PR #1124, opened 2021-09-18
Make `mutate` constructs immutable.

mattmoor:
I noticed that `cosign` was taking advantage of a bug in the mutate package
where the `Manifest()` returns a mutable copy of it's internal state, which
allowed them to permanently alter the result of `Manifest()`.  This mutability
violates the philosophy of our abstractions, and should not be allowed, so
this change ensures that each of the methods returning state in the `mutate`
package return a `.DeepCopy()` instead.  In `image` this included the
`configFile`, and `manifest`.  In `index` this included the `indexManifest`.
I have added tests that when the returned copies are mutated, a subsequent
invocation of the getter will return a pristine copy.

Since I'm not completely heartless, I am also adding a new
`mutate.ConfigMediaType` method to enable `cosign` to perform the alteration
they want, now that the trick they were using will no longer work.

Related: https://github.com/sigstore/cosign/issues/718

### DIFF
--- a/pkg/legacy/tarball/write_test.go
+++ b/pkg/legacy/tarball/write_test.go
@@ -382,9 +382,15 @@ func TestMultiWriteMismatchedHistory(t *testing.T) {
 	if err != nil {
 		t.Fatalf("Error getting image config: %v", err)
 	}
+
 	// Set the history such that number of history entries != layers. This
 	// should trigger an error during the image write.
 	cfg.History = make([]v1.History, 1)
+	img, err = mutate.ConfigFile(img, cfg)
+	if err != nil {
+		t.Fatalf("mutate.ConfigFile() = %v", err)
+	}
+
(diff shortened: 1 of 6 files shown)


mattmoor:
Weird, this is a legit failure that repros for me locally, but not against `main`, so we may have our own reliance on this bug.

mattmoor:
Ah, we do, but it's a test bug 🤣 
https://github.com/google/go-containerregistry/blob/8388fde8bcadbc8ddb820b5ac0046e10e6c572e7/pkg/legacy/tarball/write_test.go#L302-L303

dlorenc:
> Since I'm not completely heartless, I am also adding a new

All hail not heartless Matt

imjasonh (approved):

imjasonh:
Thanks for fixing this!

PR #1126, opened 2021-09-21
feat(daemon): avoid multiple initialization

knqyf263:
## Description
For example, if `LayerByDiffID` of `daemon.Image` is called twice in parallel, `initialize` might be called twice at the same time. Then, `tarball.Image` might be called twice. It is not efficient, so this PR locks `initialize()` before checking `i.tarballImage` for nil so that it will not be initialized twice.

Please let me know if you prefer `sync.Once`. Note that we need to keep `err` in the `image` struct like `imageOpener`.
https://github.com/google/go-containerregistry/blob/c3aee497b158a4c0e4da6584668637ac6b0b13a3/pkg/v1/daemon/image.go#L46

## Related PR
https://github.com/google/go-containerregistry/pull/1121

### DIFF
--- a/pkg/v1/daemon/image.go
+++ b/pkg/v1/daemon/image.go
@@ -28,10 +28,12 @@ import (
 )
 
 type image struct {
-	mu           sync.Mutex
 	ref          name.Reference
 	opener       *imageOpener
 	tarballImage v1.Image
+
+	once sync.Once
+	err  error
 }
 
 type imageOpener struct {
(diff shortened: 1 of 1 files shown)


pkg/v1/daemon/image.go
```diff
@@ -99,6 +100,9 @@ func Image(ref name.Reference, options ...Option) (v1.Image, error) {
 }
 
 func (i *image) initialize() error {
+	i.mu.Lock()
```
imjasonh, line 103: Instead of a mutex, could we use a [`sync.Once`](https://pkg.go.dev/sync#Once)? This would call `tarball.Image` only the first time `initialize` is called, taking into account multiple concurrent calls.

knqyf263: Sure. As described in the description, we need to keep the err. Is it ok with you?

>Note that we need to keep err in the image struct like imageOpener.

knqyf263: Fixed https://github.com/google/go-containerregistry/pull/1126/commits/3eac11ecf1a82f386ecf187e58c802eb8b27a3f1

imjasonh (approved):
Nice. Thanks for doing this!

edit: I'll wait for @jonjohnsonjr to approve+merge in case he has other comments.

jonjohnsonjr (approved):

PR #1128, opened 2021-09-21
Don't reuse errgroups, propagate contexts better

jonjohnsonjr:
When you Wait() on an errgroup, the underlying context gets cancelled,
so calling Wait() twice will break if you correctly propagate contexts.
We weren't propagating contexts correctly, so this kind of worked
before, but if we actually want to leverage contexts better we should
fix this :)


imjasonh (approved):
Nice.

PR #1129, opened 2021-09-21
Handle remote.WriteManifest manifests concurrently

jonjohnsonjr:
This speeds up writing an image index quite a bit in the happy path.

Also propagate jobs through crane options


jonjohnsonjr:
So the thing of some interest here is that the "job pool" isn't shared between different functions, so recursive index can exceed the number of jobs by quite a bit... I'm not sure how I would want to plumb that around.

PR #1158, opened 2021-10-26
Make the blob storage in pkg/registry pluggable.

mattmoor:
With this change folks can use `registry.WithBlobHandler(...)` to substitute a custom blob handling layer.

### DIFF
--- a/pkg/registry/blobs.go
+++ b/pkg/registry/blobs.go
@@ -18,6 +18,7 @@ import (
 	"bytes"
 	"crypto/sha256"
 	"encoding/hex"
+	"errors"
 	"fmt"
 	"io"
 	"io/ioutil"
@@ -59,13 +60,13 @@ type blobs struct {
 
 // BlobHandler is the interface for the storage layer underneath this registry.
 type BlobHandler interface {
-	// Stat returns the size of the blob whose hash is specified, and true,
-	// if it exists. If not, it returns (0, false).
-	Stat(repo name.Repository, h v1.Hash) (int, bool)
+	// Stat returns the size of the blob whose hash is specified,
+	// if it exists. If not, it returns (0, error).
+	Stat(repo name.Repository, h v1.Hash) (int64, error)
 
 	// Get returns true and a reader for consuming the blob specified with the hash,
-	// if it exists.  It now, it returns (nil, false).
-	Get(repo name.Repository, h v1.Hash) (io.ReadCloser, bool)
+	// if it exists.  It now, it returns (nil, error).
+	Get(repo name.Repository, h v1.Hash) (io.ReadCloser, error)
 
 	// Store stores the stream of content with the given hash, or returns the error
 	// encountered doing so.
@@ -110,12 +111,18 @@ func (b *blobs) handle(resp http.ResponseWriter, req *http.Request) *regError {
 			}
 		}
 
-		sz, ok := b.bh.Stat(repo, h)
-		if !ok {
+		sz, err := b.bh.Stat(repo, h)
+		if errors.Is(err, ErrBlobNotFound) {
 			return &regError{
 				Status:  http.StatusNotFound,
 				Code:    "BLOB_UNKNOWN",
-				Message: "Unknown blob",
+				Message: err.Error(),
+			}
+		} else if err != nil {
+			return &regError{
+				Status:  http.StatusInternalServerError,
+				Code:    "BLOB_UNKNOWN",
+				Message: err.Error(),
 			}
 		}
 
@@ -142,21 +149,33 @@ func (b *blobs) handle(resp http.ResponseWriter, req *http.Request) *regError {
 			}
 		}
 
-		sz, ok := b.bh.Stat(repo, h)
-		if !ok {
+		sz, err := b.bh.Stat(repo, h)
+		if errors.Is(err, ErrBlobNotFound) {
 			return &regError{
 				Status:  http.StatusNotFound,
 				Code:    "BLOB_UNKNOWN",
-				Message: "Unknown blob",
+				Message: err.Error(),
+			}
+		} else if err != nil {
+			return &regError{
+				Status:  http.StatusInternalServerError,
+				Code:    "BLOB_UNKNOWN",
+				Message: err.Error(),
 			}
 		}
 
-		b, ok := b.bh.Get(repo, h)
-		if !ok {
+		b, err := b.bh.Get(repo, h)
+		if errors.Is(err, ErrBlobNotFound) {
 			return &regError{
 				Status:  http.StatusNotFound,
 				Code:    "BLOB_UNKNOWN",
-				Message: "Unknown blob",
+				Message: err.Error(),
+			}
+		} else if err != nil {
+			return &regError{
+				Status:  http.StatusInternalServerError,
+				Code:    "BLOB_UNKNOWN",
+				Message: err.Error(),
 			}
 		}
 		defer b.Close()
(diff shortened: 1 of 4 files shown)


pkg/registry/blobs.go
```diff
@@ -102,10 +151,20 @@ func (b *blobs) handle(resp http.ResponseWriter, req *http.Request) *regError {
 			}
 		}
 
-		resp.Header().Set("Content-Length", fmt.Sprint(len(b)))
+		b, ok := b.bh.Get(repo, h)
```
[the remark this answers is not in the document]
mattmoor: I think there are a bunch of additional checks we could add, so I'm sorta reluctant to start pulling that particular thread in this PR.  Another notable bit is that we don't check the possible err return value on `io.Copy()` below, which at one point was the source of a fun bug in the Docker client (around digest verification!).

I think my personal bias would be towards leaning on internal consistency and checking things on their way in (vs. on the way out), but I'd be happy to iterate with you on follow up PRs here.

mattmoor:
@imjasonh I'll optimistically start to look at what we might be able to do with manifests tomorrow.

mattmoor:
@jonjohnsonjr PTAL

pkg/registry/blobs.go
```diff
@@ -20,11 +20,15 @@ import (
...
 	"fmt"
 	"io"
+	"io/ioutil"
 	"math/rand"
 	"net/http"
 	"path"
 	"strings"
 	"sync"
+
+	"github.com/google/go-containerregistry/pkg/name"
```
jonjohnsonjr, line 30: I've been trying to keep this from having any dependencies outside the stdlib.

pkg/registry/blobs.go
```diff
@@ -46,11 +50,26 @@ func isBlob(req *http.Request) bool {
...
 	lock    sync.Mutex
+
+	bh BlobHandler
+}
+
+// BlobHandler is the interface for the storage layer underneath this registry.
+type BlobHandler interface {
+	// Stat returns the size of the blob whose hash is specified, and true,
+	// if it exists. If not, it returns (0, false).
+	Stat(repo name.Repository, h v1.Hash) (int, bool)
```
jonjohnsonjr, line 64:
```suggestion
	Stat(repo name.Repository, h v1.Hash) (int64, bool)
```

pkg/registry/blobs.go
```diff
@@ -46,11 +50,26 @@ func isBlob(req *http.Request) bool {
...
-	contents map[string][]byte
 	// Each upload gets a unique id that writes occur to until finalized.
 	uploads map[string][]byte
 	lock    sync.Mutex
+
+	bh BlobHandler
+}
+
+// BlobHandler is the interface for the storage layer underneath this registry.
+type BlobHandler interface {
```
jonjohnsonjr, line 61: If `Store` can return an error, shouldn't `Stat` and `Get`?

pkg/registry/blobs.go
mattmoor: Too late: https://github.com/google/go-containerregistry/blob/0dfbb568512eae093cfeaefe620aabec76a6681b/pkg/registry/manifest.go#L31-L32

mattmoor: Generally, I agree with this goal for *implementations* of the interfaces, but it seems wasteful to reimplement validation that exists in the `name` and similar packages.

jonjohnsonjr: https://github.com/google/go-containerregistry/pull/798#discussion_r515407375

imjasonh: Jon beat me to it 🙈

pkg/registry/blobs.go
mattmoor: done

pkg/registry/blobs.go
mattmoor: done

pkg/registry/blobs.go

────────

**WHAT THE EXERCISE ASKS:** For the word "heartless", find every line in the data that holds it and copy that line.

**FINISHED TASK:**
Since I'm not completely heartless, I am also adding a new
> Since I'm not completely heartless, I am also adding a new
All hail not heartless Matt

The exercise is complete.